Ligericus sum, nil Ligeris a me alienum puto.

La grande bouderie du vent

On lui avait coupé la chique.

 

Il fut un temps durant lequel, rien de ce qui allait sur l'eau ne se mouvait sans sa douce influence. Le vent régnait en maître sur les rivières et les océans, poussant toujours plus loin les marins en quête d'aventure. Il se gonflait de son importance, soufflant sur la planète un esprit de découverte qui donna des ailes aux aventuriers.

Le temps de l'aventure révolu, le globe n'ayant plus de coins secrets, les marchands prirent la suite pour des épopées plus rentables. Le temps se mit de la partie, le vent ne suffisait plus à acheminer à l'heure, ce qui venait de loin. Les délais de livraison déchirèrent un coin de la voile, il fallait faire tourner la machine et c'est la vapeur qui prit le relais du zéphyr.

Dès l'aube, un panache de fumée indiquait que les marchandises et les passagers se mouvaient qu'il vente ou pas. Ce fut la première défaite d'Éole qui durant près de deux siècles dut avaler son orgueil. Les moyens de propulsion évoluèrent, la dette énergétique se fit toujours plus désastreuse tandis que l'eau avait à subir les outrages de ces monstres suant et puant qui parcouraient sa surface.
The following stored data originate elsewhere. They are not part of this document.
PR #489, opened 2019-04-18
Fix create_report cache update at end of results (master)

timopollmeier:
The last cache rebuild was run before the last insert, so the results
from this were not counted.


src/manage_sql.c
```diff
@@ -22501,12 +22501,10 @@ create_report (array_t *results, const char *task_id, const char *task_name,
       g_free (quoted_qod_type);
     }
 
-  report_cache_counts (report, 1, 1, NULL);
```
mattmundell: This one could go in the else of the if below.

PR #496, opened 2019-04-24
Anonymize more IPs and hostnames in Anonymous XML 

mattmundell:


mattmundell:
> This works for me but I think you should also anonymize the hostname filter keyword as well.

Done now.

PR #510, opened 2019-04-30
Change alerts using old removed report formats

timopollmeier:
In check_db_report_formats the checks for alerts using removed report
formats will also change the alert method data to the TXT report format
and also consider the "send_report_format" data.
Alerts where the report format was removed before (or missing for other
reasons) are also changed to the TXT report format.

### DIFF
--- a/src/manage_sql.c
+++ b/src/manage_sql.c
@@ -17192,7 +17192,7 @@ check_db_report_formats ()
   GDir *dir;
   gchar *path;
   const gchar *report_format_path;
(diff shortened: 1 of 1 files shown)


timopollmeier:
I've created #652 for an alternate approach that only replaces the references with an explicit command line call (`gvmd --optimize cleanup-report-formats`).

timopollmeier:
An alternative approach has been implemented in #652, so I'm closing this.

PR #512, opened 2019-04-30
Change alerts using old removed report formats (7.0)

timopollmeier:
In check_db_report_formats the checks for alerts using removed report
formats will also change the alert method data to the TXT report format
and also consider the "send_report_format" data.
Alerts where the report format was removed before (or missing for other
reasons) are also changed to the TXT report format.


timopollmeier:
An alternative approach has been implemented in gvmd 8.0 (#651) and master (#652), so I'm closing this.

PR #522, opened 2019-05-06
Get MODIFY_TAG working for all types when given a filter

mattmundell:
This adds a check to type_build_select to prevent a segfault when type_filter_columns
returns NULL, but more importantly it adds all type to type_filter_columns and
type_select_columns, so that they don't return NULL when given a valid type.


timopollmeier:
The idea of the generic column getter functions like type_select_columns() and type_filter_columns() is to use them for the aggregate iterator and the idea of type_build_select() was to have a generic way to generate the inner subquery of the aggregate iterators and later apply it to the normal init_[...]_iterator() functions.

On the one hand this contradicts the current idea to split the source files so each GMP resource type has its own set but on the other hand it avoids some redundancy and would make it easier to keep the normal and aggregate iterators consistent.

Perhaps we should come up with a new approach for the aggregates that is more compatible with splitting the source files while still avoiding redundancy in generating the outer SELECT.

mattmundell:
> The idea of the generic column getter functions like type_select_columns() and type_filter_columns() is to use them for the aggregate iterator and the idea of type_build_select() was to have a generic way to generate the inner subquery of the aggregate iterators and later apply it to the normal init_[...]_iterator() functions.

Note that type_build_select is used by the tag functions, and type_build_select uses
type_filter_columns, so type_filter_columns can not only support the types used
by aggregators.  That's the issue that this PR is solving.

I think that using these builder functions to init the normal iterator functions is a good goal.

> 
> On the one hand this contradicts the current idea to split the source files so each GMP resource type has its own set but on the other hand it avoids some redundancy and would make it easier to keep the normal and aggregate iterators consistent.

I don't think it's a contradiction.  The per-type files will use generic functions like
init_get_iterator that are located in other files like manage_sql_resources.c.
The generic functions can use the helper functions like type_build_select.
If necessary the per-type files can use the helper functions too.

That way we have the isolation and also the shared code.

> 
> Perhaps we should come up with a new approach for the aggregates that is more compatible with splitting the source files while still avoiding redundancy in generating the outer SELECT.

I haven't looked in detail, but yes we can adjust the aggregates if we have to
so that they fit better in a split file setup.  But we can split first, and keep the
aggregates in manage_sql.c, and see where to go from there.

timopollmeier:
I should have made it clearer what I found a bit redundant:
It's having a case for every type in tag_add_resources_filter() and tag_remove_resources_filter() when there is no need for using the specialized init_<type>_iterator() functions.

The normal iterator also gets columns that are not really necessary, which could affect performance for types that use subqueries for the iterator columns. For the tag resources filter we only need the id and what is used in the filter.

mattmundell:
> I should have made it clearer what I found a bit redundant:
> It's having a case for every type in tag_add_resources_filter() and tag_remove_resources_filter() when there is no need for using the specialized init__iterator() functions.

Yes it's not ideal, but I don't think it's too bad.  Hopefully will come up with
improvements, but I prefer the idea of letting the different types deal with
their own SQL in their separate files.

> 
> The normal iterator also gets columns that are not really necessary, which could affect performance for types that use subqueries for the iterator columns. For the tag resources filter we only need the id and what is used in the filter.

Good point.  I think this is a general problem with all these iterators.  They are
used in places that don't need all the columns.

PR #536, opened 2019-05-08
Mention anonymization in Anonymous XML description

timopollmeier:


src/report_formats/XML/report_format.xml
```diff
@@ -2,7 +2,7 @@
   <name>XML</name>
   <summary>Raw XML report.</summary>
   <description>
-    Complete scan report in GMP XML format.
+    Anonymized scan report in GMP XML format.
```
cfi-gb, line 5: This should have been changed in the Anonymous_XML/report_format.xml instead. Opened a PR #1191 to fix this.

mattmundell: thanks!

PR #550, opened 2019-05-17
Trim whole report when resuming slave scans (master)

timopollmeier:
When a slave task is resumed, the whole report is fetched from the slave
including results from already finished hosts, so these results would be
duplicated on the master if it kept the results from before.

(Port of #499 from openvas-manager-7.0)


timopollmeier:
This should only affect the report on the master so the slave should still be able to keep the results of the finished host and resume the scan from there.
The only time wasted would be for getting those results, sending them to the master and having them copied into the report on the master.
Not having to get the whole report from the slave would still save some time, though.

mattmundell:
> This should only affect the report on the master so the slave should still be able to keep the results of the finished host and resume the scan from there.
> The only time wasted would be for getting those results, sending them to the master and having them copied into the report on the master.

Oh yes, you're right.  So not too bad.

Faute de servir à autre chose qu'aux folles courses de voiliers qui n'avaient d'autre but que de faire spectacle et publicité, le vent se mit en tête de réduire son importance. Sans qu'on s'en rende vraiment compte, de décennies en décennies, il perdit de sa puissance. Plus on lui mettait d'obstacles sur son parcours, plus il faisait la tête, boudait dans son coin. Pétole devint son plus fidèle compagnon.
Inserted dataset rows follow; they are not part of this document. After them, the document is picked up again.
PR #554, opened 2019-05-23
Drop Postgres server-side module

mattmundell:


mattmundell:
> About [9390a54](https://github.com/greenbone/gvmd/commit/9390a5453d5fb0495cb1b3c0c776c9336e742d57): The main reason for using a custom function was avoiding SQL errors if the given regular expression is invalid.
> This should also be possible by wrapping the built-in regexp operator in a plpgsql function similar to try_exclusive_lock().

Thanks, yes.  I have a note to sort that out later.

mattmundell:
This is old, and a big challenge that should be split into multiple PRs, so closing.

PR #560, opened 2019-05-24
Fix various typos.

cfi-gb:
Found via codespell 1.15

There is still one left:

```
./src/gmp.c:19602: Vulnerabilitie  ==> Vulnerability
```

where the following is used and where i'm not sure if this is really correct or not:

```
INIT_GET (vuln, Vulnerabilitie);
```


mattmundell:
> Vulnerabilitie

This is correct.  INIT_GET appends an "s", so it becomes "Vulnerabilities".

PR #409, opened 2019-02-27
Clang format

kroosec:
Same as https://github.com/greenbone/gvmd/pull/407 with adjustments due to code differences.

PR #561, opened 2019-05-27
Add source code format checks

mattmundell:
This adds source code format checking to gvmd, but it only checks a few files (mostly .h files).

The rest of the files need considerable changes or are problematic for clang-format so
we should do them in stages, in further PRs.


mattmundell:
For some examples of the trouble area in the formatting, see https://github.com/greenbone/gvmd/pull/409

PR #2600, opened 2025-10-28
Add: Added second logic to get scanner preferences from the scanner.

jhelmold:
## What
The logic to get scanner preferences from the container image scanner has now also been added to the function
"add_container_image_scan_preferences (..)", because this function is also called, when working with the openvas scanner instead of the openvasd scanner.

## Why
This logic has to work also, when working with the openvas scanner instead of the openvasd scanner.

## References
GEA-1316

## Checklist

### DIFF
--- a/.github/workflows/container.yml
+++ b/.github/workflows/container.yml
@@ -37,6 +37,10 @@ jobs:
               name: container scanning
               prefix: container-scanning
               build-args: "FEATURE_TOGGLE=-DOPENVASD=1 -DENABLE_CONTAINER_SCANNING=1"
+          - build:
+              name: credential stores
+              prefix: credential-stores
+              build-args: "FEATURE_TOGGLE= -DENABLE_CREDENTIAL_STORES=1"
     name: Build and Push Container Images (${{ matrix.build.name }})
     uses: greenbone/workflows/.github/workflows/container-build-push-gea.yml@main
     with:
--- a/src/CMakeLists.txt
+++ b/src/CMakeLists.txt
@@ -27,17 +27,17 @@ find_package(Threads)
 ## might occur.
 
 pkg_check_modules(CJSON REQUIRED libcjson>=1.7.14)
-pkg_check_modules(LIBGVM_BASE REQUIRED libgvm_base>=22.29)
-pkg_check_modules(LIBGVM_UTIL REQUIRED libgvm_util>=22.29)
-pkg_check_modules(LIBGVM_OSP REQUIRED libgvm_osp>=22.29)
-pkg_check_modules(LIBGVM_GMP REQUIRED libgvm_gmp>=22.29)
+pkg_check_modules(LIBGVM_BASE REQUIRED libgvm_base>=22.30)
+pkg_check_modules(LIBGVM_UTIL REQUIRED libgvm_util>=22.30)
+pkg_check_modules(LIBGVM_OSP REQUIRED libgvm_osp>=22.30)
+pkg_check_modules(LIBGVM_GMP REQUIRED libgvm_gmp>=22.30)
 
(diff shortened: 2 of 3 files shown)


src/manage_container_image_scanner.c
```diff
@@ -298,6 +298,40 @@ get_bool_string (const char *preference_value)
...
+  char *value = NULL;
+  GSList *point = scan_prefs;
+
+  while (point)
+    {
+      http_scanner_param_t *param;
+      char *p_name;
+
+      param = point->data;
+      p_name = g_strdup (http_scanner_param_id (param));
```
mattmundell: Wondering why this needs to be duplicated.

src/manage_container_image_scanner.c
```diff
@@ -323,6 +360,25 @@ add_container_image_scan_preferences (GHashTable *scanner_options, task_t task)
...
                          get_bool_string (registry_allow_insecure));
 
+  http_scanner_parsed_scans_preferences (connector, &scan_prefs);
+
+  if (scan_prefs && !accept_invalid_certs)
+    {
+      accept_invalid_certs = get_preference_from_list ("accept_invalid_certs", scan_prefs);
+      if (accept_invalid_certs)
+        g_hash_table_insert (scanner_options, g_strdup ("accept_invalid_certs"),
+                             get_bool_string(accept_invalid_certs));
```
mattmundell:
```suggestion
                             get_bool_string (accept_invalid_certs));
```

src/manage_container_image_scanner.c
```diff
@@ -323,6 +360,25 @@ add_container_image_scan_preferences (GHashTable *scanner_options, task_t task)
...
+    }
+
+  if (scan_prefs && !registry_allow_insecure)
+    {
+      registry_allow_insecure = get_preference_from_list ("registry_allow_insecure", scan_prefs);
+      if (registry_allow_insecure)
+        g_hash_table_insert (scanner_options, g_strdup ("registry_allow_insecure"),
+                             get_bool_string(registry_allow_insecure));
```
mattmundell:
```suggestion
                             get_bool_string (registry_allow_insecure));
```

src/manage_container_image_scanner.c
```diff
@@ -298,6 +298,38 @@ get_bool_string (const char *preference_value)
...
 
+/*
+* @brief Get the value of a named scanner preference from a list of preferences.
+*
+* @param[in]  name        The name of the scanner preferences.
+* @param[in]  scan_prefs  The list of preferences.
+*
+* @return     The value of the preference.
+*/
+static char *
```
mattmundell:
```suggestion
static gchar *
```

src/manage_container_image_scanner.c
```diff
@@ -298,6 +298,38 @@ get_bool_string (const char *preference_value)
...
+get_preference_from_list (char *name, GSList *scan_prefs)
+{
+  char *value = NULL;
```
mattmundell:
```suggestion
  gchar *value = NULL;
```
But you could just return the g_strdup directly below.

src/manage_container_image_scanner.c
```diff
@@ -323,6 +358,25 @@ add_container_image_scan_preferences (GHashTable *scanner_options, task_t task)
     g_hash_table_insert (scanner_options, g_strdup ("registry_allow_insecure"),
                          get_bool_string (registry_allow_insecure));
 
+  http_scanner_parsed_scans_preferences (connector, &scan_prefs);
```
mattmundell: This depends on a scanner, so it could fail. Makes me think the return should be checked (and passed on to the caller). Otherwise the scan will just keep running even when there's a problem on the scanner side.

PR #2605, opened 2025-10-29
Fix the check for credential store preferences

a-h-abdelsalam:
## What

Fix the check when updating credential store preferences.

## Why
Was crashing the preference is not predefined.

## References
GEA-1257


a-h-abdelsalam:
Changes look good to me although I prefer the older formatting. I cannot approve it since I initially opened it

PR #2609, opened 2025-11-04
Change: switch to checksum-only validation and drop CPE handling.

ozgen:
## What
- Use checksum-only stream validation for agent installers
- JSON parser updated: remove CPE expectations/iterators and related deletes.

## Why

Agent-installer metadata no longer provides `file_size` and `cpes`, so callers need a
checksum-only path.

## References

GEA-1307

### DIFF
--- a/INSTALL.md
+++ b/INSTALL.md
@@ -14,7 +14,7 @@ Prerequisites:
 * glib-2.0 >= 2.42
 * gnutls >= 3.2.15
 * gpgme
-* [gvm-libs](https://github.com/greenbone/gvm-libs/) >= 22.30
+* [gvm-libs](https://github.com/greenbone/gvm-libs/) >= 22.31
 * libical >= 1.0.0
 * libbsd
 * pkg-config


bjoernricks (commented):
Could you update the required gvm-libs version in the INSTALL.md file too?

src/manage_agent_installers.c
```diff
@@ -403,28 +349,19 @@ static int
...
   const char *creation_time_str, *modification_time_str;
 
   memset (data, 0, sizeof(agent_installer_data_t));
 
   GET_AGENT_INSTALLER_JSON_STR (uuid, "uuid");
   GET_AGENT_INSTALLER_JSON_STR (name, "name");
   GET_AGENT_INSTALLER_JSON_STR (description, "description");
-  GET_AGENT_INSTALLER_JSON_STR (content_type, "contentType");
-  GET_AGENT_INSTALLER_JSON_STR (file_extension, "fileExtension");
-  GET_AGENT_INSTALLER_JSON_STR (installer_path, "installerPath");
```
timopollmeier: I think for consistency with other JSON files in the feed we should keep using camelCase here.

src/manage_agent_installers.c
```diff
@@ -440,43 +377,21 @@ get_agent_installer_data_from_json (cJSON *json,
...
       return -1;
     }
   data->modification_time = parse_iso_time (modification_time_str);
   if (data->modification_time == 0)
     {
       g_warning ("%s: Field '%s' is not a valid ISO date-time",
-                 __func__, "lastModified");
+                 __func__, "last_modified");
       return -1;
     }
```
timopollmeier: These should also be left as camelCase.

Puis, à force de jouer avec le feu, de souiller, de polluer, de dérégler la nature, les humains finirent par irriter monsieur le vent qui devint tempétueux. Il cessa de se faire discret pour déclencher des colères à vous mettre le cul par-dessus tête. Il souffla un vent de fronde dans l'esprit de ce brave élément, trop longtemps oublié.

La chose sauta aux yeux et surtout au porte-monnaie des plus cupides qui décidèrent de déployer leurs ailes, surtout dans les plus beaux paysages. Le vent allait devenir une source d'énergie tout en défigurant la Planète. Les moulins d'alors faisaient pale figure devant les monstres qui se dressaient, prêts à repousser les assauts désespérés de Don Quichotte.
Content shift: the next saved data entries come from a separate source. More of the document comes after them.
PR #2616, opened 2025-11-05
Logging agent sync throttle

ozgen:
## What

- Refactored the periodic maintenance logic in `serve_and_schedule()` to remove duplicate code.
- Added helper functions for schedule, feed, agents, and queue jobs.
- Introduced `AGENT_SYNC_SCHEDULE_PERIOD` to let agent synchronization run on its own interval.

## Why

- The previous implementation duplicated the same periodic logic before and after `pselect()`.
- Centralizing this logic reduces maintenance effort and improves clarity.
- Separate scheduling for agent sync provides better control and flexibility.
- Improves overall readability and consistency of the gvmd main loop.

## References

GEA-1306

### DIFF
--- a/src/gvmd.c
+++ b/src/gvmd.c
@@ -1654,11 +1654,12 @@ fork_agents_sync ()
 /**
  * @brief Periodic timestamps for background jobs in the main loop.
  */
-typedef struct {
-  time_t last_schedule;      ///< Last time the scheduler management was executed.
-  time_t last_feed_sync;     ///< Last time the feed sync was executed.
-  time_t last_queue;         ///< Last time queued task actions were executed.
-  time_t last_agents_sync;   ///< Last time the agents sync was executed.
+typedef struct
+{
+  time_t last_schedule;    ///< Last time the scheduler management was executed.
+  time_t last_feed_sync;   ///< Last time the feed sync was executed.
+  time_t last_queue;       ///< Last time queued task actions were executed.
+  time_t last_agents_sync; ///< Last time the agents sync was executed.
 } periodic_times_t;
 
 /**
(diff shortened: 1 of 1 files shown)


src/gvmd.c
```diff
@@ -1619,25 +1651,163 @@ fork_agents_sync ()
...
+  if (!time_to_run (t->last_schedule, SCHEDULE_PERIOD, now))
+    return;
+
+  int rc = manage_schedule (fork_connection_for_scheduler,
+                            scheduling_enabled,
+                            sigmask_normal);
+  switch (rc)
+    {
+    case 0:
+      set_now (&t->last_schedule, now);
```
mattmundell: There's a slight difference with the previous behaviour here, because before it would use the time after the `manage_schedule`. Maybe this will have an effect if the schedule takes a long time?

src/gvmd.c
```diff
@@ -1682,42 +1857,11 @@ serve_and_schedule ()
...
-                       __func__, last_schedule_time);
-              break;
-            case 1:
-              break;
-            default:
-              gvm_close_sentry ();
-              exit (EXIT_FAILURE);
-          }
-
-      if ((time (NULL) - last_sync_time) >= SCHEDULE_PERIOD)
```
mattmundell, line 1702: Similar situation here. The new one uses the same time, so this will be skipped even if it is time to fork the feed sync because manage_schedule took some time. The effect is minimal though I think, because in 5s we'll check again.

src/gvmd.c
```diff
@@ -1651,17 +1821,22 @@ serve_and_schedule ()
...
+
   g_info ("gvmd is ready to accept GMP connections");
+
   while (1)
     {
       int ret, nfds;
       fd_set readfds, exceptfds;
       struct timespec timeout;
 
+      run_periodic_block (&times, time (NULL));
```
mattmundell: This second arg is always the same, maybe move it into the function?

PR #2619, opened 2025-11-06
Change: guard agent-related filter names behind ENABLE_AGENTS

ozgen:
## What

Wrap agent filter names with `ENABLE_AGENTS` so they only build when the feature is enabled.

## Why

To hide agent-related filters in non-agent builds.

## References

GEA-1318


mattmundell (approved):

mattmundell (changes requested):
Oh the else is now dangling

mattmundell (approved):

Le vent se dit qu'on lui faisait injure. Il avait toujours soufflé sans mesurer sa peine afin que chacun bénéficie de son travail. Il aimait à donner un coup de main aux plantes, aux oiseaux, aux marins, aux meuniers, à tous ceux qui aimaient aller le nez vers lui. Il se voyait mis en demeure de faire tourner l'économie au profit d'un système qui ne considérait que son seul profit.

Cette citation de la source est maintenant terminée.